If this is the first set of photos taken with SkinIO, the process stops here. If it’s a follow-up set, the lesions from the two photographs will then be matched against each other. This is primarily motivated by geometry, using a matching algorithm called the thin-plate spline robust point matching (TPS-RPM) algorithm. This method tends to mismatch when many lesions are very close together, especially when the patient’s body has moved significantly. To solve this, we add information about the appearance of the lesion to clear up the confusion.

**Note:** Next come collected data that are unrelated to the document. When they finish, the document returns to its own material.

PR #3302, opened 2020-04-27
Fix OpenCover branch coverage import by using BranchPoints

costin-zaharia-sonarsource:
When a code file is touched by unit tests from different test projects,
it will appear multiple times in the open cover reports. Since different
tests can cover different branches we need to correctly identify the
covered branches and count them only once.

SequencePoint does not have enough information to allow this
and because of that we have to rely on BranchPoints.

By matching lesions, we improve the process of comparing between photos. By clicking on a lesion in the current photo, the previous photo will pan to the matching lesion. We also identify lesions that don’t have a possible partner in the previous photo, suggesting them as new to the doctor. In addition, Matching provides us the ability to detect changes in the calculated properties of the lesions. Our results pull their attention to lesions that are most likely to be new or changing, and helps them do visual comparisons of the lesions across time in the iOS app. Dermoscopic and close-up images are also propagated across matches, making it easier to inspect lesions that the dermatologist has identified as suspicious.

The tools made possible by the image processing described here can dramatically improve the efficiency of skin exams done in a dermatologist and primary care office. By matching across images, we improve the usefulness of the photographic baseline and make organizing dermoscopic images easy. By detecting new and changed, we help draw attention to lesions that could be easily missed in a sea of freckles or moles.

At SkinIO, we want to empower doctors to do what they do best, giving them tools to make their job faster, easier, and more accurate.